Also ich muss dir ja erstmal volkommen beipflichten, jedoch ist der allgemeine Sprachgebrauch in Deutschland mittlerweile sowas von "verbuggt" dass es an sich ziemlich schwierig ist zu erkennen was ist "förmlich" und was nicht. Ich meine ich kann mich durchaus eloquent äußern und tue dies auch sehr gerne, weil ich es einfach eine schönere form der Sprache finde, jedoch, wer macht das heutzutage schon, Worte wie "Alda" "Digga" und "Fjeden" sind doch heute an der Tagesordnung.

Allerdings ist solcherleich Sprachgebrauch mehr unter uns Jugendlichen verbreitet ...  und ich bin auch der Ansicht das sich das mit dem Alter legt, ich meine, ein 40 Jähriger der die Worte "Was, das is ja ne abgefu*** krasse Schei**" benutzt ist eher lächerlich als ernstzunehmen. 

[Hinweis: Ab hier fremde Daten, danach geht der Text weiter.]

PR #3881, opened 2023-04-27
Clean up to handling of the stopping of the simulation

dpgrote:
This PR does some cleanup of the handling of how the stopping point of the simulation is handled.

The changes include:

- Adding a section in the documentation on simulation stopping
- Adding a print out about why the simulation stopped
- Changed `stop_time` to use its exact value for consistency (removing the small slop factor)
- Minor code and formatting changes to improve clarity

A suggestion was made to add a utility routine to check if the simulation should stop. I do not think that this would help since each of the checks is somewhat difference (for instance checking the step number against `numsteps_max` versus `max_step`).


Docs/source/usage/parameters.rst
```diff
@@ -21,12 +21,12 @@ Overall simulation parameters
     When provided, this information is added as metadata to (openPMD) output files.
 
 * ``max_step`` (`integer`)
-    The number of PIC cycles to perform.
+    The number of PIC cycles to perform. See :ref:`stopping the simulation <stopping-the-simulation>`.
 
 * ``stop_time`` (`float`; in seconds)
     The maximum physical time of the simulation. Can be provided instead of ``max_step``. If both
```
RTSandberg:
```suggestion
    The maximum physical (in the boosted frame if doing a boosted-frame calculation) time of the simulation. Can be provided instead of ``max_step``. If both
```

RTSandberg: This is redundant but I think is worth pointing out.

Docs/source/usage/parameters.rst
```diff
@@ -224,6 +228,34 @@ We follow the same naming, but remove the ``SIG`` prefix, e.g., the WarpX signal
...
+
+There are several ways to control when a simulation will stop.
+The basic ways are to set either the maximum number of time steps (by setting
+``max_step``) or to set the maximum simulation time (by setting
+``stop_time``, noting the value will be in the boosted frame).
+When using the boosted frame and/or the back-transformed diagnostics, other
+criteria can be used.
+The quantity ``warpx.zmax_plasma_to_compute_max_step`` can be specified, setting the
+stopping based on the location of the boosted frame.
+Also, ``warpx.compute_max_step_from_btd`` can set, in which case the the
```
RTSandberg:
```suggestion
Also, ``warpx.compute_max_step_from_btd`` can be set, in which case the
```

Docs/source/usage/parameters.rst
```diff
@@ -224,6 +228,34 @@ We follow the same naming, but remove the ``SIG`` prefix, e.g., the WarpX signal
...
+^^^^^^^^^^^^^^^^^^^^^^^
+
+There are several ways to control when a simulation will stop.
+The basic ways are to set either the maximum number of time steps (by setting
+``max_step``) or to set the maximum simulation time (by setting
+``stop_time``, noting the value will be in the boosted frame).
+When using the boosted frame and/or the back-transformed diagnostics, other
+criteria can be used.
+The quantity ``warpx.zmax_plasma_to_compute_max_step`` can be specified, setting the
+stopping based on the location of the boosted frame.
```
RTSandberg:
```suggestion
stopping criteria based on the location of the boosted frame.
```

Docs/source/usage/parameters.rst
```diff
@@ -224,6 +228,34 @@ We follow the same naming, but remove the ``SIG`` prefix, e.g., the WarpX signal
...
+
+In the Python interface, the ``step`` command is called directly, with each
+call specifying the number of time steps.
+In this case, the ``max_step`` input parameter is ignored and the simulation
+will continue past it to complete the number of steps specified in the call to ``step``.
+Note that the simulation will stop if the time exceeds ``stop_time``.
+Any further calls to ``step`` will do nothing.
+
+The simulation can also be stopped by sending the appropriate signal (see :ref:`signal handling <signal-handling>`.).
+When a breaking signal is received, WarpX will finish it's current time step, write out a check point file, and then exit.
```
RTSandberg:
```suggestion
When a breaking signal is received, WarpX will finish its current time step, write out a check point file, and then exit.
```

Source/Diagnostics/BTDiagnostics.cpp
```diff
@@ -189,9 +189,10 @@ void BTDiagnostics::DerivedInitData ()
         std::stringstream warn_string;
             warn_string << "\nSimulation might not run long enough to fill all BTD snapshots.\n"
             << "Final step: " << warpx.maxStep() << "\n"
-            <<"Stop time: " << warpx.stopTime() << "\n"
-            <<"Last BTD snapshot fills around step: " << final_snapshot_fill_iteration << "\n"
-            <<" or time: " << final_snapshot_fill_time << "\n";
+            << "Stop time: " << warpx.stopTime() << "\n"
+            << "Last BTD snapshot fills around step: " << final_snapshot_fill_iteration << "\n"
+            << " or time: " << final_snapshot_fill_time << "\n"
+            << "Set `warpx.compute_max_step_from_btd = 1` to have simulation stopping calculated automatically\n";;
```
RTSandberg, line 193: This is a nice addition, thanks!

Source/Evolve/WarpXEvolve.cpp
```diff
@@ -370,20 +370,35 @@ WarpX::Evolve (int numsteps)
         }
 
         exit_loop_due_to_interrupt_signal = SignalHandling::TestAndResetActionRequestFlag(SignalHandling::SIGNAL_REQUESTS_BREAK);
-        if (cur_time >= stop_time - 1.e-3*dt[0] || exit_loop_due_to_interrupt_signal) {
+        if (exit_loop_due_to_interrupt_signal) {
```
RTSandberg, line 302: This change makes sense to me.  The fudge factor is 7 years old or older, do you know why it was there?

Source/Initialization/WarpXInitData.cpp
```diff
@@ -638,6 +638,8 @@ WarpX::computeMaxStepBoostAccelerator() {
     max_step = computed_max_step;
     Print()<<"max_step computed in computeMaxStepBoostAccelerator: "
            <<max_step<<std::endl;
+    // Reset stop_time to override any user input
+    stop_time = std::numeric_limits<amrex::Real>::max();
```
RTSandberg, line 687: Would it be useful to print a warning that `stop_time` was overridden here?

RTSandberg (commented):
This PR is helpful, thanks @dpgrote !

Docs/source/usage/parameters.rst
dpgrote: I'll add this, but with a change in the wording.

Source/Evolve/WarpXEvolve.cpp
dpgrote: I think there was concern about what happens if `cur_time` lands right near `stop_time`, for instance if a user had set `stop_time = 100*dt`. I don't think this would be an issue, and if so, the user should set `max_step = 100`.
Note that the check of `cur_time` here is unnecessary since it is checked at the start of the loop anyway.

RTSandberg: I did see that.  It makes sense to me to take out this seemingly unnecessary magic number and logic

PR #3884, opened 2023-04-28
Moving Window: Fix the logic to shift F and G fields when doing divE and divB cleaning in pml

prkkumar:
This PR fixes the logic to shift `F` and `G` fields when doing divE and divB cleaning in `pml` in simulations with moving window. Prior to this fix, shifts to `F` and `G` were applied by checking if `do_dive_cleaning` and `do_divb_cleaning` is `true` everywhere including in the pml region. However, in some cases, particularly with the PSATD solver, we need to do this only in the pml region. This PR fixes the logic to enable that.

Here is a result from test done with the psatd solver and mesh refinement in 2D with and without the fixes in the PR: 
fixed_logic_mr

### DIFF
--- a/Source/Utils/WarpXMovingWindow.cpp
+++ b/Source/Utils/WarpXMovingWindow.cpp
@@ -233,12 +233,23 @@ WarpX::MoveWindow (const int step, bool move_j)
             }
         }
 
-        // Shift scalar field F with div(E) cleaning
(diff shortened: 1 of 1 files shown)


EZoni (approved):
Thank you for this bug fix, @prkkumar! Looks good to me.

PR #4661, opened 2024-02-02
Add hybrid resistivity current term

clarkse:
This PR adds a current magnitude term in the hybrid resistivity to allow for scaling of the resistivity as a function of the magnitude of total J.


Source/FieldSolver/FiniteDifferenceSolver/HybridPICSolveE.cpp
```diff
@@ -589,6 +589,12 @@ void FiniteDifferenceSolver::HybridPICSolveECylindrical (
                 // Interpolate to get the appropriate charge density in space
                 Real rho_val = Interp(rho, nodal, Er_stag, coarsen, i, j, 0, 0);
 
+                // Interpolate current to appropriate staggering to match E field
+                Real jr_val = Interp(Jr, Jr_stag, Er_stag, coarsen, i, j, 0, 0);
+                Real jt_val = Interp(Jt, Jt_stag, Er_stag, coarsen, i, j, 0, 0);
+                Real jz_val = Interp(Jz, Jz_stag, Er_stag, coarsen, i, j, 0, 0);
+                Real jtot_val = sqrt(pow(jr_val, 2) + pow(jt_val, 2) + pow(jz_val,2));
```
roelof-groenewald: Could we wrap this in an `if` statement based on `m_resistivity_has_J_dependence`? Maybe you are already planning that.

clarkse: I just pushed this change to the PR.

Source/FieldSolver/FiniteDifferenceSolver/HybridPICSolveE.cpp
```diff
@@ -907,6 +954,15 @@ void FiniteDifferenceSolver::HybridPICSolveECartesian (
                 // Interpolate to get the appropriate charge density in space
                 Real rho_val = Interp(rho, nodal, Ez_stag, coarsen, i, j, k, 0);
 
+                // Interpolate current to appropriate staggering to match E field
+                Real jtot_val = 0.;
+                if (include_resistivity_term && resistivity_has_J_dependence) {
+                    Real jx_val = Interp(Jx, Jx_stag, Ex_stag, coarsen, i, j, k, 0);
+                    Real jy_val = Interp(Jy, Jy_stag, Ex_stag, coarsen, i, j, k, 0);
+                    Real jz_val = Interp(Jz, Jz_stag, Ex_stag, coarsen, i, j, k, 0);
```
roelof-groenewald:
```suggestion
                    Real jx_val = Interp(Jx, Jx_stag, Ez_stag, coarsen, i, j, k, 0);
                    Real jy_val = Interp(Jy, Jy_stag, Ez_stag, coarsen, i, j, k, 0);
                    Real jz_val = Interp(Jz, Jz_stag, Ez_stag, coarsen, i, j, k, 0);
```

Source/FieldSolver/FiniteDifferenceSolver/HybridPICSolveE.cpp
```diff
@@ -589,6 +590,15 @@ void FiniteDifferenceSolver::HybridPICSolveECylindrical (
                 // Interpolate to get the appropriate charge density in space
                 Real rho_val = Interp(rho, nodal, Er_stag, coarsen, i, j, 0, 0);
 
+                // Interpolate current to appropriate staggering to match E field
+                Real jtot_val = 0.;
+                if (include_resistivity_term && resistivity_has_J_dependence) {
+                    Real jr_val = Interp(Jr, Jr_stag, Er_stag, coarsen, i, j, 0, 0);
+                    Real jt_val = Interp(Jt, Jt_stag, Er_stag, coarsen, i, j, 0, 0);
+                    Real jz_val = Interp(Jz, Jz_stag, Er_stag, coarsen, i, j, 0, 0);
+                    jtot_val = sqrt(pow(jr_val, 2) + pow(jt_val, 2) + pow(jz_val,2));
```
roelof-groenewald: I think the preferred way to calculate it would be:
```suggestion
                    jtot_val = sqrt(jr_val*jr_val + jt_val*jt_val + jz_val*jz_val);
```
and same for the other directions and Cartesian case.

roelof-groenewald (commented):
Thanks for the check to only calculate `j_tot` if it will be used.

Source/FieldSolver/FiniteDifferenceSolver/HybridPICSolveE.cpp
clarkse: Thanks for catching the staggering bug.

Source/FieldSolver/FiniteDifferenceSolver/HybridPICSolveE.cpp
clarkse: I have dropped using the pow call.  Just curious though, with compiler optimization wouldn't pow(,2) be inlined anyway?

roelof-groenewald: Yes, with new enough compilers it should be but the reasoning is that with a simple square, the `x*x` approach will never be less efficient than `pow(x, 2)` whereas the latter could be less efficient with sub-optimal compiler flags.

roelof-groenewald: So, actually with the change I don't think you need the `static_cast<Real>` anymore if you use `std::sqrt`, even in a lambda function now (https://github.com/ECP-WarpX/WarpX/pull/4490).

roelof-groenewald (approved):
Thanks! I'll be curious to hear how you are using the current dependent resistivity.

Des weiteren ist das auch Generationsbedingt, zocker und icq Sprache ist heutzutage ja so ziemlich alltäglich, nur muss ich sagen finde ich die benutzung des wortes, oder besser gesagt, des lautes "LOL" trotz alledem sehr gewöhnungsbedürftig, und wenn sich jemand nicht gewählt und vernünftig ausdrücken kann, dann sollte man sich auch nicht mit dieser Person unterhalten, so einfach ist das.

Mfg Gutgolf


----------



## Droog (7. Juni 2007)

... spannende diskussion.

also mir ist die "umgangssprache" in WoW egal. 
sprache ist ausdruck des geistes, und wenn da ein vollpfosten an der tastatur sitzt, kommt halt nur grütze raus. das hat für mich nix mit hiphop zu tun.  ich hasse /ignore. ich geh' so leuten dann einfach aus'm weg, spiele nicht mit ihnen, geh in keine grp oder gilde wo die drin sind, basta.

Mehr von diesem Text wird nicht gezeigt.